# Me cago del miedo



## Estrella

Hola de nuevo compañeros,

Ando muy prolífica hoy, por lo visto.

¿Cómo dirían en inglés la expresión "me cago del miedo"?

"No lo amo, pero me cago del miedo de quedarme sola", es un ejemplo, solamente.

Muchas gracias de antemano.


----------



## Mei

Hola, 

jeje, decir "I'm so scary" no es tan contundente como "me cago de miedo" (cuando dices esto es que algo te hace mucho yuyu, no?)... 

Saludos

Mei


----------



## flightgoddess

'Afraid' would be the most basic translation and carries the correct meaning. I'm not sure if there is an idiomatic expression like you have, at least none are used locally where I am from.


----------



## exe

Estrella said:
			
		

> Hola de nuevo compañeros,
> 
> Ando muy prolífica hoy, por lo visto.
> 
> ¿Cómo dirían en inglés la expresión "me cago del miedo"?
> 
> "No lo amo, pero me cago del miedo de quedarme sola", es un ejemplo, solamente.
> 
> Muchas gracias de antemano.



he escuchado "...i'm scared to death...". no sé si podríamos cambiar "to death" por "to sh*t.."?

saludos


----------



## Like an Angel

La verdad vamos a tener que esperar que algún nativo nos provea algo de jerga, porque como te dijo Mei, scary no es precisamente la misma expresión... podría ser _I don't love him, but it f***ing scaries me off the idea of being alone for ever_. Saludos y no temas


----------



## mexnack

yo solo conozco "It scares the shit out of me"
Un saludo


----------



## Mei

mexnack said:
			
		

> yo solo conozco "It scares the shit out of me"
> Un saludo


 
Toma ya! Me la apunto! 

Mei


----------



## Like an Angel

Mei said:
			
		

> Toma ya! Me la apunto!
> 
> Mei


 
je je je, yo también... ahora que la leo, es posible que alguna vez haya visto "It scares the crap out of me"


----------



## Mei

Like an Angel said:
			
		

> je je je, yo también... ahora que la leo, es posible que alguna vez haya visto "It scares the crap out of me"


 
jajjaja caray, teneis muchos recursos linguísticos! Ésta también es buena!  

Mei


----------



## Roi Marphille

mexnack said:
			
		

> yo solo conozco "It scares the shit out of me"
> Un saludo


mexnack, para mi, tu respuesta es perfecta! 

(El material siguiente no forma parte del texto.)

PR #4918, opened 2024-03-06
feat(utils): generate utility classes with css variables

JoomFX:
related to https://github.com/telerik/kendo-themes-private/issues/220

With this PR, the color utility classes (background-color, border-color, text-color and outine-color) will be generated with CSS variables as follows:

```css
.k-bg-primary {
    background-color: var(--kendo-color-primary, #ff6358);
}

.k-bg-inherit {
    background-color: var(--kendo-color-inherit, inherit);
}
```

We do not generate utility classes for all `$kendo-colors`. We do it only for the main colors in order to keep the bundle with a reasonable size.
[These are the colors](https://github.com/telerik/kendo-themes/blob/color-utility-classes/packages/utils/scss/_variables.scss#L11) we generated utility classes for.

cuando se está muy asustado, también se puede decir: "I'm shitless scared" , ésta también mola no, Mei?


----------



## Mei

Roi Marphille said:
			
		

> mexnack, para mi, tu respuesta es perfecta!
> 
> cuando se está muy asustado, también se puede decir: "I'm shitless scared" , ésta también mola no, Mei?


 
Po zi! Otra para la colección!

Saludos

Mei


----------



## mexnack

me gusta la frase de Roi, creo que traduce más la frase inicial, ya que no tiene que identificar el agente. Es distinto tener miedo que causar miedo.
Lamento haber desmadrado un poco el hilo.
Un saludo


----------



## Lizajoy

Creo que es "I'm scared sh*tless"... no al reves...


Lizajoy


----------



## Enlasarenas

"It scares the hell outta me" es otra variante... muy típicamente americana 

Salu2


----------



## Lizajoy

Y suena menos fuerte (a mis oidos eeunidenses). Sh*t es una de esas siete palabras que no se podian decir en los medios de comunicacion (no se si rige todavia esta regla...), mientras hell no suena tan feo (en mi opinion)

Lizajoy


----------



## codjak

I would prefer “I’m scared (frightened) to death”.  It is more appropriate in any setting.


----------



## benraquel

Mei, no puedes usar "I'm so scary" dentro del contexto que hablamos. Aunque no queda en la traduccion a la que nos estamos refiriendo, lo que escribiste se diria "I'm so scared". Lo que dice Exe "I'm scared to death" y mexnack "it scares the shit out of me", Like an angel "it scares the crap out of me", Enlasarenas "it scares the hell outta me" son los mas correctos y transmiten casi el mismo mensaje. Los demas son un poco dudosos. Solo contribuyo de lo que se en el mundo de la traduccion como todos ustedes.


----------



## Estrella

Muchas gracias compañeros!!

luego entonces, ¿es correcto decir "it scares the shit out of me to be alone"?


Muchas gracias.


----------



## Enlasarenas

Creo que sería mejor decir: "Being alone scares the shit out of me"

Any comments on that?

Salu2


----------



## Estrella

Gracias Enlasarenas!


----------



## detiquilin

lol. I love reading these forums. 

I prefer to use the ever so eloquent (yes, I am being sarcastic) ' I was scared sh*tless!'
Another variant but still funny.


----------



## jess oh seven

Mei said:
			
		

> Hola,
> 
> jeje, decir "I'm so scary" no es tan contundente como "me cago de miedo" (cuando dices esto es que algo te hace mucho yuyu, no?)...
> 
> Saludos
> 
> Mei


"I'm so scary" significa que TU das miedo.... 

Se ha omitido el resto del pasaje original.